It was the combination of a free Saturday and an imminent trip to Afghanistan which made me finally respond to Mum’s persistent and increasingly stressed requests to come home and sort out all my abandoned stuff.
Less stuff, more life, right? I’ve moved out yet again with everything I need for both practical and aesthetic purposes: how hard can it be to get rid of the rest? We’ve just furnished a whole flat for free so surely I should be confident in the provision of everything I need, just when I need it. It’s high time to dismantle the barns that are storing things up for a rainy day.
I started throwing away and watched with satisfaction as recycling bags piled up and boxes for charity were filled. As I let go of multiple random items that may come in useful for craft projects, I made peace with my thwarted inner artist and took delight the joy of whoever will inherit and make something of them.
But suddenly, surrounded by clutter, I hit a wall and realised that I’d stopped chucking things out and was just moving them around my old bedroom. There wasn’t even any space to sit down. So I made a cup of tea and cracked open the chocolate.
I reach that point every time I do a sort-out and that’s when I start to see what I really value and struggle to relinquish. It happened again this time round.
Firstly, it was hard to let go of those words which remind me that I don’t journey alone. Birthday cards with messages telling me that I am loved. Leaving cards from colleagues affirming my presence and achievements in this workplace or that. Scrappy notes from the notice board outside my university room left by friends before texting was an option. Post-it notes from housemates welcoming me home after time away. A letter from my little brother when I was on a school trip telling me what had been happening in Neighbours. Cards from once-loved people who wove themselves into the fabric of my life and whose handwriting still evokes an emotional response even though they are long gone.
It was the same with the mass of photos from the pre-digital era which testify to people and places from the past. And then there were those things that I won’t ever be able to get for free from a neighbour; little life mementos I’ve picked up along the way. A drawing I did for Granny when I was ten. The watercolour set from my best friend in year seven. Handwritten primary school reports. Wedding invitations. Orders of service from the thanksgiving services for the lives of those I miss. My boarding pass to Almaty. The tagine I bartered so hard for in Marrakech. The surfboard key ring from Cronulla, emblematic of my life Downunder. Small items; weighty with significance.

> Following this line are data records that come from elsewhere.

PR #24052, opened 2023-11-10
Add a possibility to get a dynamic library location for wxDynamicLibrary::Load()

oneeyeman1:
Please review and apply.

I added couple of comments to explain the reasoning.

And sorry for too many commits.

I will add the documentation after the good review, unless directed otherwise.

Thank you.

### DIFF
--- a/include/wx/osx/cocoa/stdpaths.h
+++ b/include/wx/osx/cocoa/stdpaths.h
@@ -35,7 +35,7 @@ public:
     virtual wxString MakeConfigFileName(const wxString& basename,
                                         ConfigFileConv conv = ConfigFileConv_Ext
                                         ) const override;
-
+    virtual wxString GetSharedLibrariesDir() const override;
 protected:
     // Ctor is protected, use wxStandardPaths::Get() instead of instantiating
     // objects of this class directly.
--- a/include/wx/stdpaths.h
+++ b/include/wx/stdpaths.h
@@ -257,7 +257,7 @@ public:
     {
         return m_prefix + wxS("/") + basename;
     }
-    virtual wxString GetSharedLibraresDir() const { return m_prefix; }
+    virtual wxString GetSharedLibrariesDir() overrde const { return m_prefix; }
 protected:
     // Ctor is protected because wxStandardPaths::Get() should always be used
     // to access the global wxStandardPaths object of the correct type instead
--- a/include/wx/stdpaths.h
+++ b/include/wx/stdpaths.h
@@ -166,7 +166,7 @@ public:
 
     // return the temporary directory for the current user
     virtual wxString GetTempDir() const;
-
+    virtual wxString GetSharedLibrariesDir() const;
     virtual wxString GetUserDir(Dir userDir) const;
 
     virtual wxString
@@ -257,7 +257,7 @@ public:
     {
         return m_prefix + wxS("/") + basename;
     }
-
+    virtual wxString GetSharedLibraroesPath() const { return m_prefix; }
 protected:
     // Ctor is protected because wxStandardPaths::Get() should always be used
     // to access the global wxStandardPaths object of the correct type instead
--- a/include/wx/stdpaths.h
+++ b/include/wx/stdpaths.h
@@ -257,7 +257,7 @@ public:
     {
         return m_prefix + wxS("/") + basename;
     }
-    virtual wxString GetSharedLibraroesPath() const { return m_prefix; }
+    virtual wxString GetSharedLibraresDir() const { return m_prefix; }
 protected:
     // Ctor is protected because wxStandardPaths::Get() should always be used
     // to access the global wxStandardPaths object of the correct type instead
--- a/include/wx/stdpaths.h
+++ b/include/wx/stdpaths.h
@@ -257,7 +257,10 @@ public:
     {
         return m_prefix + wxS("/") + basename;
     }
-    virtual wxString GetSharedLibrariesDir() overrde const { return m_prefix; }
+    virtual wxString GetSharedLibrariesDir() const override { return m_prefix; }
+#ifdef __WXMSW__
+    static wxString MSWGetShellDir(int csidl) { return wxEmptyString; }
+#endif
 protected:
     // Ctor is protected because wxStandardPaths::Get() should always be used
     // to access the global wxStandardPaths object of the correct type instead
--- a/include/wx/stdpaths.h
+++ b/include/wx/stdpaths.h
@@ -258,8 +258,8 @@ public:
         return m_prefix + wxS("/") + basename;
     }
     virtual wxString GetSharedLibrariesDir() const override { return m_prefix; }
-#ifdef __WXMSW__
-    static wxString MSWGetShellDir(int csidl) { return wxEmptyString; }
+#if defined(__WINDOWS__)
+    static wxString MSWGetShellDir(int WXUNUSED(csidl)) { return wxEmptyString; }
 #endif
 protected:
     // Ctor is protected because wxStandardPaths::Get() should always be used
--- a/interface/wx/stdpaths.h
+++ b/interface/wx/stdpaths.h
@@ -410,8 +410,8 @@ public:
     /**
         Return OS specific directory where project shared liraries are
 
-        - Windows: @c it returns the folder wher the application binary is located
-        - Unix:    @c it rturns the libraies installation path
+        - Windows: @c it returns the folder where the application binary is located
+        - Unix:    @c it returns the libraries installation path
         - Mac:     @c "/Applications/exename.app/Contents/Frameworks/"
 
         @since 3.3.0
--- a/interface/wx/stdpaths.h
+++ b/interface/wx/stdpaths.h
@@ -408,7 +408,11 @@ public:
     virtual wxString GetUserLocalDataDir() const;
 
     /**
-        Return OS specific directory where project shared liraries are
+        Return OS specific directory where project shared liraries are.
+        The function is different from GetPluginsDir() as PlugIns
+        and Shared Libraries are 2 different things (especially on Mac).
+        Plugin is a library that can be used without restartng the applicatioon
+        whereas the library needes to be installed and the application restarted.
 
         - Windows: @c it returns the folder where the application binary is located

The other thing that got me was the collection of books that I’ve built up, treasured and re-read over the years. When I was growing up, I’d always imagined having a marvellously lovely sitting room with floor-to-ceiling bookcases. That hasn’t happened yet so I was brutal with myself and decided to let go of the books I hadn’t read for years and could get from the library anyway.
But, as was the case with various letters, photos and nick-nacks, some just had to stay. My Narnia and Beatrix Potter stories. The precious limericks and poems I’d always hoped to read to my children. Books with inscriptions which add personal value. My great-grandmother’s initialed prayer book. Those were boxed up and put into the attic, much to Mum’s patient despair.
Saturday’s epic sort-out was about reducing stuff and possessions, obviously, but it was also about so much more than that. It was about letting go of how I used to think life would be. About coming to terms with not owning the house that, as a child, I’d always pictured myself in. About not yet having children to read those special stories to. About the current absence of that one person who would love me enough to want to plough through my treasured collection of random memories that have made me me.
Last time I sorted stuff out I cried. This time it was more therapeutic and satisfying and I encouraged myself reflect on what it means, in this context, to lose life in order to find it. More than that, I was delighted to discover a £20 M&S token, my European health insurance card (now I have two which is brilliant for next time I lose one), my spare bike key, and lots of much needed hair bands and biros. Result!
When I was at a conference in Kyrgyzstan, I remember smiling at the slight mistranslation of the speaker’s comment about having a lot of (metaphorical) baggage. “He had a lot of luggages”, said the young interpreter. I’ve always loved that expression and the way it so beautifully conflates our emotional baggage and the physical stuff we carry through life. All that we struggle to leave behind.
One day I will be gone and my place will remember me no more. None of my luggages will matter much then.
Hopefully I won’t have thrown the wrong bits of life away.